The template configures a Command Probe that runs healthchecks -name node-level. The utility resolves the target nodes from TARGET_NODE, TARGET_NODES, or NODE_LABEL, queries the Kubernetes API, and prints [Pass] when every resolved node is in a healthy state. The comparator passes the probe when the output contains [Pass], and fails it otherwise.


Prerequisites

  • Chaos infrastructure: A Kubernetes chaos infrastructure installed in the target cluster.
  • Node access: Access to the cluster nodes you want to check.
  • RBAC permissions: Permissions for the chaos service account to query node status.

Probe properties

Command

healthchecks -name node-level

Comparator

TypeCriteriaValue
stringcontains[Pass]

The probe passes when the command output contains [Pass], which indicates that every targeted node is in a healthy state.

Environment variables

VariableDescriptionRequiredDefault
TARGET_NODEComma-separated list of nodes to check. Provide one of TARGET_NODE, TARGET_NODES, or NODE_LABEL.Conditional-
TARGET_NODESComma-separated list of nodes to check.
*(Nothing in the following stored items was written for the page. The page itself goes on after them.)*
PR #79, opened 2017-11-06
Use display name in report page title

MartinEden:
Merge https://github.com/vimc/montagu-webapps/pull/78 first.

Part of the https://vimc.myjetbrains.com/youtrack/issue/VIMC-868 work.

### DIFF
--- a/app/src/main/report/components/Reports/ReportPageTitle.tsx
+++ b/app/src/main/report/components/Reports/ReportPageTitle.tsx
@@ -14,11 +14,11 @@ export class ReportPageTitleComponent extends React.Component<Props, undefined> 
 
     static getPropsFromStores(): Props {
         const s = reportStore.getState();
-        const props = {
+        const props: Props = {
             name: s.currentReport,
             displayName: null
         };
-        const details = s.versionDetails[s.currentVersion];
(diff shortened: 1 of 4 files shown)


app/src/main/report/components/Reports/ReportPageTitle.tsx
```diff
@@ -0,0 +1,34 @@
...
+    }
+
+    static getPropsFromStores(): Props {
+        const s = reportStore.getState();
+        const props: Props = {
+            name: s.currentReport,
+            displayName: null
+        };
+        const details = s.versionDetails[s.currentReport];
+        if (details) {
```
littledice: would it ever be the case that the details have not  been fetched yet, and if so should we wait for them to be fetched before displaying?

MartinEden: Yes, it could happen: When you navigate to the page is when we kick off the API request to fetch the details. So we already have a loading spinner for the page content. I considered just making the title "Loading..." until the details have been fetched, but I figure if it does for some reason take a few seconds (due to slow Internet) it would be more informative for the user if we displayed the information we already had, and then switch to the better title when it arrived.

It most usage I think it will be very quick and the user won't really see the shorter title.

PR #81, opened 2017-11-08
https://vimc.myjetbrains.com/youtrack/issue/VIMC-397

MartinEden:
Version 2 of https://vimc.myjetbrains.com/youtrack/issue/VIMC-397

So the issue we had previously was that some breadcrumb URLs/names depended on store state. However, the breadcrumbs weren't necessarily getting setup after the store was ready. So the simplest thing to test was just that the breadcrumb creating code was getting called at the right time - i.e. after the page has finished fetching remote data. However, I then realised this was pretty meaningless without als checking that the data that was fetched matched up with the store state needed for the crumb. The solution to this was, as discussed, to add a kind of integration test to each page that fetches data into the stores.

The diff is obviously big here, because we backed out the previous PRs. Here's what has changed since the last time you reviewed this:

* We now have `NavigationTests.ts`, which is two tests that can be applied to each page. One checks normal navigation to the page and the other jumping straight to that URL as your entry point. The key thing they check is a) that the breadcrumb code does get invoked b) the url and page name are not null or undefined. They might be null or undefined if the breadcrumb creation is happening too early (before all required store state has been fetched) or because the breadcrumb depends on store state that is never fetched.
* Each of the individual page test files now invokes `addNavigationTests` to add these two tests, having first done any mocking of the API endpoints required.
* I've added a bunch more mocking infrastructure to support easily mocking out multiple endpoints at once.
* Finally, where the tests showed errors, I've gone through and made sure that `load()` in the page components is only calling `super.load` (and hence triggering breadcrumb creation) after sufficient data has been fetched.

So a fair bit of work, but we now have significantly more confidence that the user can browse to any URL and have everything work :)


littledice:
This is a lot of files! I know I've reviewed a lot of the code before, but could you split it up into smaller PRs again? Just don't feel I can effectively review so many file changes...

MartinEden:
I'm afraid I'm really not sure how to split it up. If it helps, of the 58 files changed, most of them are the pages that all need a breadcrumb now and the tests for those pages, and all of those files change in very predictable ways.

Maybe we can talk through it on Monday?

littledice:
Ok, lets talk through it on Monday.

Provide one of TARGET_NODE, TARGET_NODES, or NODE_LABEL.Conditional-
NODE_LABELNode label used to list nodes to check (for example, node-role.kubernetes.io/worker=). Provide one of TARGET_NODE, TARGET_NODES, or NODE_LABEL.Conditional-
STATUS_CHECK_TIMEOUTMaximum time in seconds to wait for the status check.No180
STATUS_CHECK_DELAYDelay in seconds between status checks.No2
Node selection

Provide at least one of TARGET_NODE, TARGET_NODES, or NODE_LABEL.


Run properties

PropertyDescriptionTypeDefault
timeoutMaximum time to wait for the probe to complete (for example, 30s, 1m, 5m).String180s
intervalTime between probe executions (for example, 1s, 5s, 10s).String1s
attemptNumber of retry attempts before the probe is marked as failed.Integer1
pollingIntervalTime between retry attempts (for example, 1s, 5s, 10s).String-
initialDelayInitial delay before the probe starts (for example, 0s, 10s, 30s).String-
stopOnFailureStop the experiment if the probe fails.Booleanfalse
verbosityLog verbosity level (info, debug, trace).String-

Troubleshooting

Node Status Check probe fails because no nodes matched the target

The selectors did not resolve any nodes. Confirm that the values in TARGET_NODE or TARGET_NODES match node names exactly, or that NODE_LABEL matches a label applied to the nodes. An empty match is treated as a failure.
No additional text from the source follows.